(Data entries)

★ ★ ★ ★ ★ ★ ★

PR #361, opened 2020-02-21
Fix potential many-to-many errors

simonpasquier:
xref https://bugzilla.redhat.com/show_bug.cgi?id=1802941

### DIFF
--- a/rules/node.libsonnet
+++ b/rules/node.libsonnet
@@ -15,15 +15,23 @@
             // SINCE 2018-02-08
             record: ':kube_pod_info_node_count:',
             expr: |||
-                sum(min(kube_pod_info) by (%(clusterLabel)s, node))
-             ||| % $._config,
+              sum(min(kube_pod_info) by (%(clusterLabel)s, node))
+            ||| % $._config,
           },
           {
-            // This rule results in the tuples (node, namespace, instance) => 1;
-            // it is used to calculate per-node metrics, given namespace & instance.
+            // This rule results in the tuples (node, namespace, instance) => 1.
+            // It is used to calculate per-node metrics, given namespace & instance.
+            // We use the topk() aggregator to ensure that each (namespace,
+            // instance) tuple is only associated to one node and thus avoid
+            // "many-to-many matching not allowed" errors when joining with
+            // other timeseries on (namespace, instance). See node:node_num_cpu:sum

★ ★ ★ ★ ★ ★ ★

Precisely reproduce all the entries shown above.

PR #361, opened 2020-02-21
Fix potential many-to-many errors

simonpasquier:
xref https://bugzilla.redhat.com/show_bug.cgi?id=1802941

### DIFF
--- a/rules/node.libsonnet
+++ b/rules/node.libsonnet
@@ -15,15 +15,23 @@
             // SINCE 2018-02-08
             record: ':kube_pod_info_node_count:',
             expr: |||
-                sum(min(kube_pod_info) by (%(clusterLabel)s, node))
-             ||| % $._config,
+              sum(min(kube_pod_info) by (%(clusterLabel)s, node))
+            ||| % $._config,
           },
           {
-            // This rule results in the tuples (node, namespace, instance) => 1;
-            // it is used to calculate per-node metrics, given namespace & instance.
+            // This rule results in the tuples (node, namespace, instance) => 1.
+            // It is used to calculate per-node metrics, given namespace & instance.
+            // We use the topk() aggregator to ensure that each (namespace,
+            // instance) tuple is only associated to one node and thus avoid
+            // "many-to-many matching not allowed" errors when joining with
+            // other timeseries on (namespace, instance). See node:node_num_cpu:sum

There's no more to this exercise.